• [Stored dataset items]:
▼▼▼
PR #5167, opened 2026-08-10
fix(cli,beads): refuse a short `gc bd ready` frontier and a work-store read that cannot see its own ledger (ga-jbn6f, ga-qi9km)

julianknutsen:
Fixes two silent-empty answers a **live converged city** produced that the whole test suite could not see (`/var/tmp/win3-splitstore-live-proof.md`). Both are fail-opens: a confident short answer with exit 0, in exactly the state Invariant 0 exists to make loud.

## ga-jbn6f — `gc bd ready` still had the original bug

Measured on the proof city with the controller up:

```
gc ready                 n=9 gcg=3   ≡ the API's 9/3, id for id
GET …/beads/ready        n=9 gcg=3
gc bd ready --json       n=5 gcg=0   exit 0
```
▲▲▲
• [TASK]: An exact copy of all the records is the only acceptable answer.

• [ANSWER TO THE EXERCISE]:
PR #5167, opened 2026-08-10
fix(cli,beads): refuse a short `gc bd ready` frontier and a work-store read that cannot see its own ledger (ga-jbn6f, ga-qi9km)

julianknutsen:
Fixes two silent-empty answers a **live converged city** produced that the whole test suite could not see (`/var/tmp/win3-splitstore-live-proof.md`). Both are fail-opens: a confident short answer with exit 0, in exactly the state Invariant 0 exists to make loud.

## ga-jbn6f — `gc bd ready` still had the original bug

Measured on the proof city with the controller up:

```
gc ready                 n=9 gcg=3   ≡ the API's 9/3, id for id
GET …/beads/ready        n=9 gcg=3
gc bd ready --json       n=5 gcg=0   exit 0
```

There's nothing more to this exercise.